§ PROBLEM TO SOLVE
Where a line below holds the string "ClientConnector", copy that line.

Collected data
PR #260, opened 2023-11-02
feat(credssp): support for Kerberos

irvingoujAtDevolution:
Bump sspi-rs version to the lastest master, restructure the network accessing model when using credssp.

Draft Until the [formatter/linter change]( https://github.com/Devolutions/IronRDP/pull/25)  is merged, since there are changes overlap.

Reviews welcomed, will fix then rebase to master after the linter change is merged


crates/ironrdp-client/src/network_cllient.rs
CBenoit, line 1: Typo in the name of the file

crates/ironrdp-client/src/rdp.rs
```diff
@@ -105,9 +104,6 @@ async fn connect(
 
     let mut connector = connector::ClientConnector::new(config.connector.clone())
         .with_server_addr(server_addr)
-        .with_server_name(&config.destination)
-        .with_credssp_network_client(RequestClientFactory)
-        // .with_static_channel(ironrdp::dvc::Drdynvc::new()) // FIXME: drdynvc is not working
```
CBenoit, line 110: Do not remove the `FIXME`

crates/ironrdp-client/src/network_cllient.rs
```diff
@@ -0,0 +1,119 @@
...
+        Ok(buf)
+    }
+
+    async fn send_udp(&self, url: &Url, data: &[u8]) -> ConnectorResult<Vec<u8>> {
+        let port =
+            portpicker::pick_unused_port().ok_or_else(|| general_err!("No ports free for sending udp request"))?;
+
+        let udp_socket = UdpSocket::bind((IpAddr::V4(Ipv4Addr::LOCALHOST), port))
+            .await
+            .map_err(|e| custom_err!("Cannot bind udp socket", e))?;
```
CBenoit, line 76: Remove the dependency on `portpicker`, and ask for a port assigned by the operating system:
```suggestion
        let udp_socket = UdpSocket::bind((IpAddr::V4(Ipv4Addr::LOCALHOST), 0))
            .await
            .map_err(|e| custom_err!("Cannot bind udp socket", e))?;
```

crates/ironrdp-web/Cargo.toml
```diff
@@ -65,4 +65,4 @@ smallvec = "1.11"
 x509-cert = { version = "0.2", default-features = false, features = ["std"] }
 tap = "1"
 semver = "1"
-url = "2"
+reqwest = "0.11.22"
```
CBenoit, line 68: Stick to `gloo_net` instead of `reqwest`. `reqwest` is much bigger than `gloo_net` (which don’t do much more than wrapping the browser API), and we don’t need all that. (WASM files should be as small as possible.)

crates/ironrdp-connector/src/lib.rs
```diff
@@ -97,6 +100,38 @@ pub struct Config {
     pub no_server_pointer: bool,
     /// If true, the INFO_AUTOLOGON flag is set in the [`ironrdp_pdu::rdp::ClientInfoPdu`].
     pub autologon: bool,
+    // for kerberos authentication
+    pub sspi_config: Option<SspiConfig>,
+}
+
+#[derive(Debug, Clone, Default)]
+pub struct SspiConfig {
+    pub kdc_url: Option<url::Url>,
```
CBenoit, line 109: Is it a KDC URL, or a KDC **Proxy** URL?

crates/ironrdp-client/Cargo.toml
```diff
@@ -56,6 +56,10 @@ anyhow = "1"
 smallvec = "1.11"
 tap = "1"
 semver = "1"
+byteorder = "1.5.0"
```
CBenoit, line 59: Unused dependency

crates/ironrdp-web/src/session.rs
```diff
@@ -165,6 +169,12 @@ impl SessionBuilder {
         self.clone()
     }
 
+    /// Optional
+    pub fn kdc_url(&self, kdc_url: String) -> SessionBuilder {
```
CBenoit, line 173: Is it a KDC URL, or a KDC **Proxy** URL?
My understanding is that either we have a KDC address (`tcp://domain:88`, `udp://domain:88`) or a KDC Proxy URL (`https://gateway.devolutions.net/jet/KdcProxy?token=<…>`).
That is, when sending the messages via HTTP, it’s always using the KDC Proxy endpoint, with the payload wrapped in a [`KdcProxyMessage`](https://docs.rs/picky-krb/latest/picky_krb/messages/struct.KdcProxyMessage.html).
Unless I’m wrong, the naming should reflect this:
```suggestion
    pub fn kdc_proxy_url(&self, kdc_proxy_url: String) -> SessionBuilder {
```

irvingoujAtDevolution: agreed, kdc_proxy_url makes more sense

crates/ironrdp-client/Cargo.toml
irvingoujAtDevolution: updated

crates/ironrdp-web/Cargo.toml
irvingoujAtDevolution: updated

crates/ironrdp-client/src/rdp.rs
irvingoujAtDevolution: updated

Cargo.toml
```diff
@@ -51,7 +51,7 @@ ironrdp = { version = "0.5", path = "crates/ironrdp" }
 expect-test = "1"
 proptest = "1.3"
 rstest = "0.18"
-sspi = "0.10"
+sspi = {git = "https://github.com/Devolutions/sspi-rs.git"}
```
CBenoit, line 54: Note: I’ll publish a new version for the sspi crate before we merge this PR

crates/ironrdp-connector/src/connection.rs
```diff
@@ -53,6 +56,173 @@ pub struct ConnectionResult {
...
+    next_request: Option<credssp::TsRequest>,
+    state: CredSSPState,
+    selected_protocol: nego::SecurityProtocol,
+}
+
+#[derive(Debug, PartialEq)]
+pub(crate) enum CredSSPState {
+    CredsspInitial,
+    CredsspReplyNeeded,
+    CredsspEarlyUserAuthResult,
```
irvingoujAtDevolution, line 75: Need Help to Test this state

CBenoit: I’ll try to run the code on my side and see if I can hit it

web-client/iron-svelte-client/src/lib/login/login.svelte
```diff
@@ -6,14 +6,14 @@
     import { toast } from '$lib/messages/message-store';
     import { showLogin } from '$lib/login/login-store';
     import type { DesktopSize } from '../../models/desktop-size';
-
```
CBenoit, line 9: You should leave the newline before the `import`s

crates/ironrdp-web/src/session.rs
```diff
@@ -50,6 +50,8 @@ struct SessionBuilderInner {
     hide_pointer_callback_context: Option<JsValue>,
     show_pointer_callback: Option<js_sys::Function>,
     show_pointer_callback_context: Option<JsValue>,
+
+    kdc_proxy_url: Option<String>,
```
CBenoit, line 54: No need to separate this from the rest, can go after `pcb`

crates/ironrdp-web/src/session.rs
```diff
@@ -460,6 +481,8 @@ fn build_config(
     domain: Option<String>,
     client_name: String,
     desktop_size: DesktopSize,
+    kdc_url: Option<String>,
```
CBenoit, line 484: Should kdc_proxy_url everywhere

crates/ironrdp-web/src/session.rs
```diff
@@ -522,17 +546,26 @@ async fn connect(
...
-    // .with_static_channel(ironrdp::dvc::Drdynvc::new()); // FIXME: drdynvc is not working
+    let mut connector = connector::ClientConnector::new(config);
 
-    let upgraded = connect_rdcleanpath(&mut framed, &mut connector, destination, proxy_auth_token, pcb).await?;
+    let (upgraded, server_public_key) =
+        connect_rdcleanpath(&mut framed, &mut connector, destination.clone(), proxy_auth_token, pcb).await?;
 
-    let connection_result = ironrdp_futures::connect_finalize(upgraded, &mut framed, connector).await?;
+    info!("kdc url = {:?}", &kdc_url);
+    let networkc_client = kdc_url.map(WasmNetworkClient::new);
```
CBenoit, line 559: Typo

crates/ironrdp-connector/src/lib.rs
CBenoit, line 109: kdc_proxy_url

crates/ironrdp-connector/src/lib.rs
```diff
@@ -97,6 +100,38 @@ pub struct Config {
...
+    pub hostname: Option<String>,
+}
+
+impl SspiConfig {
+    pub fn new(kdc_proxy_url: Option<impl Into<String>>, hostname: Option<impl Into<String>>) -> ConnectorResult<Self> {
```
CBenoit, line 114: Overall, it’s not worth to have stuff like `Option<impl Into<String>>`
```suggestion
    pub fn new(kdc_proxy_url: Option<String>, hostname: Option<String>) -> ConnectorResult<Self> {
```

crates/ironrdp-connector/src/lib.rs
```diff
@@ -97,6 +100,38 @@ pub struct Config {
...
+        let kdc_url: Option<url::Url> = match kdc_proxy_url {
+            Some(inner) => {
+                let url_str: String = inner.into();
+                let url = url::Url::parse(&url_str).map_err(|_| general_err!("kdc url cannot be parsed"))?;
+                Some(url)
+            }
+            None => None,
+        };
+        let hostname: Option<String> = hostname.map(|inner| inner.into());
+        Ok(Self { kdc_url, hostname })
```
CBenoit, line 124: Can be greatly simplified (along above comment):
```suggestion
        let kdc_url = kdc_proxy_url.and_then(|url| url::Url::parse(&url).ok());
        Ok(Self { kdc_url, hostname })
```

CBenoit, line 124: Nit: FYI, this is another way to write such code:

§ EXERCISE OUTPUT
     let mut connector = connector::ClientConnector::new(config.connector.clone())
+    let mut connector = connector::ClientConnector::new(config);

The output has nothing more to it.